Barack Obama Says That Reverend Wright Comments are a Legitimate Issue … Rev. Wright Still Providing Fodder
Posted in: Barack Obama,Bizarre,Politics,Presidential Election 2008,Religion
Revered Wright’s comments are a legitimate issue. This is straight from the Donkey’s mouth, no twisting of words or words are out of context. Barack Obama did say that the Reverend Jeremiah Wright comments were a legitimate issue. (Read the full Fox News Sunday transcript)
Obama said that, “I think that people were legitimately offended by some of the comments that he had made in the past. The fact he’s my former pastor I think makes it a legitimate political issue. So I understand that.” (ABC News)
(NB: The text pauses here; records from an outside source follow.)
PR #197, opened 2017-08-08
[ADD] website_quote_payment_messages: Add acquirer messages

lasley:
* Replace static payment status messages with the acquirer messages in the website quotes


lasley:
Hrmmm the testing is rough on this one too. There's got to be a way to use splats in the tour URIs or something...

PR #198, opened 2017-08-08
[ADD] website_quote_product_collapse: Collapsible product descriptions

lasley:
* Encapsulate product descriptions in a panel & make it collapsible (collapsed by default) in website quotes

Is the change that Wright is talking about the same as Voters?
Last night in Detroit Reverend Wright gave a some what interesting and strange speech to the NAACP. As Hot Air stated, “providing more fodder for those who wonder how Obama could have sat in his church for 20 years and not understood how large a liability.”
He suggested that differences in brain structure accounted for differences between blacks and whites, a speech that turned around would have generated shrieks of racism from the same audience.
Could one only imagine what would happen if a white person made the following comments?
He acted out the differences between marching bands at predominantly black and predominantly white colleges. “Africans have a different meter, and Africans have a different tonality,” he said. Europeans have seven tones, Africans have five. White people clap differently than black people. “Africans and African-Americans are right-brained, subject-oriented in their learning style,” he said. “They have a different way of learning.” And so on.
More from Michelle Malkin and Wright’s racial brain theory.
Obama pastor recalls his ‘crucifixion’ in Dallas sermon
John McCain needs to just come out with some straight talk and tell it like it is. Stop being politically correct. If Obama calls it a legitimate issue, so can you. Reverend Wright’s comments are legitimate political debate.
Wright tells NAACP audience: ‘A change is going to come’
“I’m sorry your local political analysts are saying that I’m polarizing and my sermons are divisive. I’m not here to address an analyst’s opinion. I stand here as one representative of African-American church tradition, believing that a change is going to come.”